▸ TASK DESCRIPTION: Output exactly the lines below, starting with the line that has "PR #440, opened 2025-09-02" and going on through the line that has "PYTHON_VERSION=3.8.2 \", both included, and no other lines.

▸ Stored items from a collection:
--- START ---

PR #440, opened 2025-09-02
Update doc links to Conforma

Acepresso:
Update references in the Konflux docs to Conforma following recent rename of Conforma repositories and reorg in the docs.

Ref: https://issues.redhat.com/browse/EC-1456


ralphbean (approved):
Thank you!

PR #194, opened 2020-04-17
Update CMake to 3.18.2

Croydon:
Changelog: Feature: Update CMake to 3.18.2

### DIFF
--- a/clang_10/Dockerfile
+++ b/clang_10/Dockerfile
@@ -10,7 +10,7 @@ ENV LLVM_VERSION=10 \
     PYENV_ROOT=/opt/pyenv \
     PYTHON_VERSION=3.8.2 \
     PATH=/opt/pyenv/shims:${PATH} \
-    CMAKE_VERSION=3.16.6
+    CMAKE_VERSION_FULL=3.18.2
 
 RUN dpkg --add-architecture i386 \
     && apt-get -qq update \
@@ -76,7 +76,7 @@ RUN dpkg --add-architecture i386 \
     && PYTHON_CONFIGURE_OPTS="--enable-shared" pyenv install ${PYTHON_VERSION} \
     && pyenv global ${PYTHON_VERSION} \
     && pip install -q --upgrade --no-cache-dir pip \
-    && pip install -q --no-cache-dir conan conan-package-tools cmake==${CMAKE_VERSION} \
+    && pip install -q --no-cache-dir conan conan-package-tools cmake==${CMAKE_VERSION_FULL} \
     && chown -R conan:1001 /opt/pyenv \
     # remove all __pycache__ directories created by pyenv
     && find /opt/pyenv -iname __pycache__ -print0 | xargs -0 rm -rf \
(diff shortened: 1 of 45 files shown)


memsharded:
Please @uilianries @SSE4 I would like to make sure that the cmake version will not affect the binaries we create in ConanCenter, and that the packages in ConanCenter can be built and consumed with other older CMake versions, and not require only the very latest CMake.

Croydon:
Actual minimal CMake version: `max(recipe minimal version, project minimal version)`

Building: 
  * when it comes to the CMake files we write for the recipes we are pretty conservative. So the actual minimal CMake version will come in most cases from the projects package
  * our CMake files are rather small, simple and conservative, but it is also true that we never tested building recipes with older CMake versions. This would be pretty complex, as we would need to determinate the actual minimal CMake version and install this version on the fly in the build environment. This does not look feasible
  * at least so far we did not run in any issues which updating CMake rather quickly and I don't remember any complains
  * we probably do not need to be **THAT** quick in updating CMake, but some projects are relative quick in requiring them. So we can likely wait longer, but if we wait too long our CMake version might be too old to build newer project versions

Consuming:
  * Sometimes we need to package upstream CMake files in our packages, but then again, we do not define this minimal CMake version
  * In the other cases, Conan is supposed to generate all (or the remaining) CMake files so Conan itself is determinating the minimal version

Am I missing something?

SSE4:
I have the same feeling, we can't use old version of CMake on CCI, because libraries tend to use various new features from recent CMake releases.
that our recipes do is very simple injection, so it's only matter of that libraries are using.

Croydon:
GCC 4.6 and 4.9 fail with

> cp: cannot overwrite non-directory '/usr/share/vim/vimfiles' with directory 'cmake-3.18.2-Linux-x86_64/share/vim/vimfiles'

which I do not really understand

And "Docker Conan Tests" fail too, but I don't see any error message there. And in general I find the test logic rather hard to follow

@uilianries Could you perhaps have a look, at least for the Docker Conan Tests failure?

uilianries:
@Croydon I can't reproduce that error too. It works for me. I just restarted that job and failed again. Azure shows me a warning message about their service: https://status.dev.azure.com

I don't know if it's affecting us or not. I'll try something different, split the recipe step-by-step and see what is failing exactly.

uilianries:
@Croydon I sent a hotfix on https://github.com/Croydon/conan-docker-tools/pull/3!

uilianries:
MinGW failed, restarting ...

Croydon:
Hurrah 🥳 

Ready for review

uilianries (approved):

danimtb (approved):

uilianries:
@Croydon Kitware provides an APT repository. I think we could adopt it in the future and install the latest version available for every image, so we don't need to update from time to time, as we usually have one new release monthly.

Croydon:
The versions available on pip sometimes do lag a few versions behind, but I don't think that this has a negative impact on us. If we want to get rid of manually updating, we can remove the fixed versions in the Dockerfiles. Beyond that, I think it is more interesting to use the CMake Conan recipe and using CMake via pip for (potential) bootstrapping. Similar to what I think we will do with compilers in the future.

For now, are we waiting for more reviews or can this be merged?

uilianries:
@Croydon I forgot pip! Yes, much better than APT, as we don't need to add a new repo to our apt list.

--- END ---
--- START ---

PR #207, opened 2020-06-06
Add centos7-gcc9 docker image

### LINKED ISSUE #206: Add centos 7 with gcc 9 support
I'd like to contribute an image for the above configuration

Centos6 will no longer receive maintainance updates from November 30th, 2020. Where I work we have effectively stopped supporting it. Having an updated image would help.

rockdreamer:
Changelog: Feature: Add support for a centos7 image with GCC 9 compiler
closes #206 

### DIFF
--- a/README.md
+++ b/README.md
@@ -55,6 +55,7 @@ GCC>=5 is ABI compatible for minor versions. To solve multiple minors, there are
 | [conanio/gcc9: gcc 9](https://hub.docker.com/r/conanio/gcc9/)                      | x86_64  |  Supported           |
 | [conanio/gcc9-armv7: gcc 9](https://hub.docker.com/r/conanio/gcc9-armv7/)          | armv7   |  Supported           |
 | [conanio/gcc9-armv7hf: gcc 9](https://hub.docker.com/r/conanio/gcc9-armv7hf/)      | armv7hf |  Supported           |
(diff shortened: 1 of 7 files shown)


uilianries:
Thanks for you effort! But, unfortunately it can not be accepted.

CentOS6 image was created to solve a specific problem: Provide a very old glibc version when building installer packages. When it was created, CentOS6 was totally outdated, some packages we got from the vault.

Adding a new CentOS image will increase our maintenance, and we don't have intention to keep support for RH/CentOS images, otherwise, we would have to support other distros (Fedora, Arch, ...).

--- END ---

▸ EXPECTED ANSWER:
PR #440, opened 2025-09-02
Update doc links to Conforma

Acepresso:
Update references in the Konflux docs to Conforma following recent rename of Conforma repositories and reorg in the docs.

Ref: https://issues.redhat.com/browse/EC-1456


ralphbean (approved):
Thank you!

PR #194, opened 2020-04-17
Update CMake to 3.18.2

Croydon:
Changelog: Feature: Update CMake to 3.18.2

### DIFF
--- a/clang_10/Dockerfile
+++ b/clang_10/Dockerfile
@@ -10,7 +10,7 @@ ENV LLVM_VERSION=10 \
     PYENV_ROOT=/opt/pyenv \
     PYTHON_VERSION=3.8.2 \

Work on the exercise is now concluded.